David Attwell FRS, Fellow of the Academy of Medical Sciences, Member of Academia Europaea, Member of the Norwegian Academy of Science and Letters (born 1953) is a British neuroscientist, and the Jodrell Professor of Physiology at University College London in the Faculty of Life Sciences.

==Life==
David Attwell studied physics and physiology (with tutorials from John Stein, who facilitated his learning neuroscience) at Magdalen College, Oxford, and earned his D.Phil. in neuroscience from the University of Oxford where he studied with Julian Jack but also worked in the lab of Denis Noble. He did postdoctoral research at the University of California, Berkeley with Frank Werblin.

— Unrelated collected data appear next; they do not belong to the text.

PR #43, opened 2017-11-08
Adding IndentStatement

### LINKED ISSUE #42: include tag whitespace
Hi,

When using the include tag, I would expect the contents of the included liquid file to render with the whitespace of the root file appended.
For example:
Class.liquid:

```
...
{% for col in Table.Columns %}
        {% include 'AutoProperty' %}
{% endfor %}
...
```

AutoProperty.liquid:

`public {{ col.PropertyType }} {{ col.PropertyName }} { get; set; }`

Currently outputs like this:

```
public int PrincipalId { get; set; }
public int DiagramId { get; set; }
public int Version { get; set; }
```

where I would expect this:

```
        public int PrincipalId { get; set; }
        public int DiagramId { get; set; }
        public int Version { get; set; }
```

sebastienros:
Fixes #42

### DIFF
--- a/Fluid.Tests/IncludeStatementTests.cs
+++ b/Fluid.Tests/IncludeStatementTests.cs
@@ -11,6 +11,15 @@ namespace Fluid.Tests
 {
     public class IncludeStatementTests
     {
+        MockFileProvider _fileProvider;
+
+        public IncludeStatementTests()
+        {
+            _fileProvider = new MockFileProvider()
+                .AddTextFile("_Partial.liquid", @"color: '{{ color }}' shape: '{{ shape }}'")
+                .AddTextFile("color.liquid", @"color: '{{ color }}' shape: '{{ shape }}'");
+        }
+
         [Fact]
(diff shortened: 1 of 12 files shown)


hishamco:
Can you resolve the conflict and merge? or you need to sort of revision?

hishamco:
What stop us from merging this - after resolving the conflict - ?!!

hishamco:
@sebastienros what's stop us from resolve & merge this?

sebastienros:
Probably nothing.

hishamco:
Can you please fix the conflict? we need to close all the PRs, also the issues as much as we can

hishamco:
Can we merge this?

hishamco:
Is it fixed on Parlot or closed for another reason

sebastienros:
Too out of specs, too old, won't work with new Parlot branch, easier to rethink it later

hishamco:
Ok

His notable PhD students include Marc Tessier-Lavigne and Nicola Allen.

He has worked on a wide range of subjects including cardiac electrophysiology, the ion channels in rod and cone photoreceptors and early visual processing, the properties of glial cells (astrocytes, oligodendrocytes and microglia), glutamate transporters, brain energy use and how it constrains the evolutionary "design" of the brain, stroke, Alzheimer's disease, and control of brain blood flow especially at the capillary level by pericytes.

In April 2024, the British Heart Foundation announced that David Attwell had been appointed Director of its new Centre for Vascular Dementia Research.